# Using blondewood for workbench



## UKCat (Sep 27, 2012)

Does anyone know much about blondewood? I am making a workbench and can get a 3/4" sheet for free. Would this make a good table top? If not, what would make a good sturdy top and not be too hard on the wallet?


----------



## patron (Apr 2, 2009)

i just have a sheet of melamine
over base cabinets
wax and clean from time to time

a sacrificial 1/4" masonite over the blond wood
would do the same
and can be flipped over
or changed thru the years

go for it


----------



## UKCat (Sep 27, 2012)

Im wanting to make a 2×6 table and think I may do 2 layers of blondewood and top it with 1/4" birch.


----------



## DaleM (Feb 18, 2009)

Blondewood is not one actual type of wood, just what they call the lighter colored woods used in the plywood.

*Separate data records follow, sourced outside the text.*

PR #9946, opened 2015-11-09
D2k Battle For Dune map update

OmegaBolt:
This just fixes a few mistakes I made, where I used cliffs that looked like rock-sand transitions instead of the correct tiles, and so were awkwardly unpassable.


obrakmann:
Very minor differences indeed. :+1:

obrakmann:
This map on this branch is already on map format 8. Since it's a binary file, I won't backport this to prep. The changes are minimal and not game-breaking, so I guess we'll all live.

PR #9948, opened 2015-11-09
D2k thumper worm attraction balance change

OmegaBolt:
Originally suggested by pchote, this gives the Thumper an inner ring where the worm is allowed to move freely around the Thumper. Makes them much more useful, as you can essentially "trap" a worm in an area but still allow them to attack other objects like enemy Harvesters etc.

By default it AttractWorm should have a Spread of 3072, making the inner circle 9 cells in total. (?)

The exact range of this effect could be argued about, but for now this is a big improvement.

### DIFF
--- a/mods/d2k/rules/infantry.yaml
+++ b/mods/d2k/rules/infantry.yaml
@@ -116,6 +116,7 @@ thumper:
 		UpgradeMinEnabledLevel: 1
 	AttractsWorms:
 		Intensity: 1000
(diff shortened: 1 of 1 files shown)


obrakmann:
Seems ok. :+1:

penev92:
Worms seem as retarded as desired, I guess :+1: (when there is a thumper in the vicinity).

penev92:
[Changelog](https://github.com/OpenRA/OpenRA/wiki/Changelog/_compare/e2690d194df26c43f861b27f689a408a25b93ddf)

I used blondewood plywood from Lowes for my benchtop about 8 or 9 years ago and it's still holding up well. I believe they called it "Brazilian Blondewood" at that time.


----------



## UKCat (Sep 27, 2012)

I was thinking it may chip and crack easy, but it sounds like yours has held up well. I will just do 2 layers of blondewood. I can add to it later if I need. Thanks for the info!


----------